CAPITAL DISTRICT According to the FDIC, nearly one-third of the U.S. population does not have a bank account or make regular bank-based financial transactions, such as check cashing, deposits or loans. The outcome for this percentage of people, which is greater than 100 million Americans, is predictable: higher fees to access important financial services while not developing the important history needed to qualify for a mortgage, secure a business loan or borrow for education.
The truth about banks is this: they are an important tool for helping individuals build financial prosperity, regardless of income and age, and they should play a large role in the financial education of children.
Timing is everything
Last month, Management Science published a thought-provoking study, “Financial Literacy, Financial Education and Downstream Financial Behaviors.” The paper concluded that contrary to popular opinion, providing children with greater access to financial education at a younger age will not improve their financial management skills or mold them into more responsible financial decision makers.
Just as location is everything in real estate, studies are showing that timing is proving to be the most significant variable when it comes to teaching children and young adults about money. The basics are never going to change.

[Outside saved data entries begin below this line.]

Issue #642, opened 2016-12-29
2.0.0 Wishlist


theengineear:
@chriddyp @Kully @cldougl 

I haven't had many cycles to play around with the python api library lately, but recently got in a little deep for https://github.com/plotly/plotly.py/pull/640, where we've now got *fully-unified* api modules.

I think enough shifted (mostly additions, but the error handling is definitely not backwards compat) that we should open up a discussion on non-minor changes that we've been looking to add to the plotly module. Here's a list of topics:

- [x] API request/response unification (https://github.com/plotly/plotly.py/pull/651)
- [ ] Fix or drop support for matplotlib
- [x] Add `numpy` as an official dep. and use it to speed up the library. (#667)
- [x]  Related to above, clean up how we handle optional imports (https://github.com/plotly/plotly.py/pull/317)
- [x] Stop auto-loading graph reference and just use packaged graph reference (https://github.com/plotly/plotly.py/pull/614)**
- [x] ~~Add transforms to graph objects (https://github.com/plotly/plotly.py/issues/587)~~ holding off on this until the transforms spec settles in plotly.js.
- [x] Add frames for graph objects (https://github.com/plotly/plotly.py/issues/604)
- [x] Add a sign_in validation #525 (#668)
- [x] ~~Fix up streaming? (this might be more work than it's worth at this point https://github.com/plotly/plotly.py/pull/253)~~ No time for this atm.
- [x] Some module re-organizing. Most importantly, we should move FigureFactory into it's own sub-package and each Figure-generator should be it's own file. The `tools.py` module is enormous and is a constant point of pain for circular imports (https://github.com/plotly/plotly.py/pull/652).

**In fact, if we *do* do this, we can just add some meta programming to auto-create a module full of all the objects from graph-reference. This way we don't have those dump "Scatter is not defined" errors, etc.

Anything else?

theengineear:
I'm still going to be working mostly on frontend code, but I'd definitely be interested in making some non-trivial improvements here. Thoughts?

chriddyp:
>  Add numpy as an official dep. and use it to speed up the library.

I'm OK with using this in all of our `FigureFactory` methods but I'd still like to keep this as a protected import. I think there will still be new users who might have trouble installing it on their machine with their default python distribution.

chriddyp:
For `2.0.0`, I think that we only need to consider backwards incompatible changes if we're going to version as according to SemVer. In other words, it doesn't need to be a big release.

[...]

PR #648, opened 2017-01-05
Local plot schema

theengineear:
This PR stops auto-loading the plot-schema on import. We decided in #642 that this shouldn't need to force a major version bump, so I'll add a minor version bump here.

See #614 for the original PR. I noticed that we actually had a weird PY3 conflict due to a change in how importing works in PY3 (See commit notes).


theengineear:
@Kully can you give this a review? We discussed the no-download-on-import portion of this in #642, but I've also done the following (which we *haven't* discussed wrt Semantic Versioning):

* `.js` and `.json` files --> `plotly/package_data`. I can't imagine any users are using the non-python files directly in scripts.
* auto-object generation. This isn't backwards-incompatible. In fact, it's exactly what we had before, except now it's not generated on import in memory.

@chriddyp, 👍 on the meta programming introduced in 51ef008?

plotly/graph_objs/graph_objs_tools.py
```diff
@@ -37,7 +37,8 @@ def _list_help(object_name, path=(), parent_object_names=()):
     items = graph_reference.ARRAYS[object_name]['items']
     items_classes = [graph_reference.string_to_class_name(item)
                      for item in items]
-    lines = textwrap.wrap(repr(items_classes), width=LINE_SIZE-TAB_SIZE)
+    items_classes.sort()
+    lines = textwrap.wrap(repr(items_classes), width=LINE_SIZE-TAB_SIZE - 1)
```
Kully: Nit Picky, but would `lines = textwrap.wrap(repr(items_classes), width=LINE_SIZE - TAB_SIZE - 1)`
or `lines = textwrap.wrap(repr(items_classes), width=LINE_SIZE-TAB_SIZE-1)` be better for consistency?

plotly/graph_objs/graph_objs_tools.py
```diff
@@ -167,7 +169,7 @@ def _dict_attribute_help(object_name, path, parent_object_names, attribute):
                 if isinstance(val, list) and attribute == 'showline':
                     val = val[0]
 
-                lines = textwrap.wrap(val, width=LINE_SIZE)
+                lines = textwrap.wrap(val, width=LINE_SIZE - 1)
```
Kully: See [previous comment](https://github.com/plotly/plotly.py/pull/648/files#r94804612)

plotly/graph_objs/graph_objs_tools.py
```diff
@@ -54,9 +55,10 @@ def _list_help(object_name, path=(), parent_object_names=()):
 
 def _dict_object_help(object_name, path, parent_object_names):
     """See get_help()."""
-    attributes = graph_reference.get_valid_attributes(object_name,
-                                                      parent_object_names)
-    lines = textwrap.wrap(repr(list(attributes)), width=LINE_SIZE-TAB_SIZE)
+    attributes = list(
+        graph_reference.get_valid_attributes(object_name, parent_object_names))
+    attributes.sort()
+    lines = textwrap.wrap(repr(list(attributes)), width=LINE_SIZE-TAB_SIZE - 1)
```
Kully: See [previous comment](https://github.com/plotly/plotly.py/pull/648/files#r94804612)

update_graph_objs.py
```diff
@@ -0,0 +1,271 @@
...
+FLAG = '# AUTO-GENERATED BELOW. DO NOT EDIT! See makefile.'
+
+
+def get_non_generated_file_lines():
+    """
+    Copy each line up to our special FLAG line and return.
+
+    :raises: (ValueError) If the FLAG isn't found.
+    :return: (list) The lines we're copying.
+
```
Kully: I think the doc strings should not have the extra space between last line and the triple quotes """

update_graph_objs.py
```diff
@@ -0,0 +1,271 @@
...
+    with open('./plotly/graph_objs/graph_objs.py', 'r') as f:
+        for line_to_copy in f:
+            if line_to_copy.startswith(FLAG):
+                flag_found = True
+                break
+            lines_to_copy.append(line_to_copy)
+    if not flag_found:
+        raise ValueError(
+            'Failed to find flag:\n''{}\n''in graph_objs_tools.py.'
+            .format(FLAG)
```
Kully: More a suggestion, but for legibility, what do you think about putting the `format(FLAG)` on the line above? I think it's 80 chars on that line, but would be worth IMO

update_graph_objs.py
```diff
@@ -0,0 +1,271 @@
...
+        )
+    return lines_to_copy
+
+
+def print_figure_patch(f):
+    """Print a patch to our Figure object into the given open file."""
```
Kully: For one-liner doc strings, which is more common to your knowledge:

```one-line-here```

```
one-line-here
```

I usually do the latter. Let me know if you think this is worth worrying/thinking about

update_graph_objs.py
theengineear: Hehe, I disagree on this one. But I'm OK with changing it. You like to do the blank line *after* the `"""` then?

update_graph_objs.py
theengineear: Huh... that string looks wrong to me, the extra `'` characters? I'll fix this up.

update_graph_objs.py
theengineear: One-liners can/should be one-liners:

https://www.python.org/dev/peps/pep-0257/#one-line-docstrings

theengineear:
@Kully alright with this?

theengineear:
@chriddyp , it'd be great to get a high-level 👍 from you on 51ef008 still.

You don't need to dig into the code very much. In general I'm just wondering if you think the approach of moving the meta programming we were *already* doing into auto-generated lines inside the `graph_objs.py` files seems OK.

Specifically, all the work is done in `update_graph_objs.py`, where I literally print new lines into `graph_objs.py` programmatically.

theengineear:
Since I've got a lot of moving parts happening in this repo, I'm going to merge after chatting with @Kully in slack and with @chriddyp's 👍 for hard-coding our graph_objs.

- Spend less than you earn
- Establish an emergency savings fund
- Invest in your future
However, what does change is the relevancy of these basics to kids as they go through their lives. Therefore, the focus should be providing guidance to your kids when they need it, and just as your bank is a money management tool for you, it can and also should be a money management tool for your children.
Choosing the right bank
The relationship between a bank and its customer is simple. You let the bank hold your money. They pay you interest for the right to hold your money. Then they lend your money, at a higher interest rate, to a borrower within your community.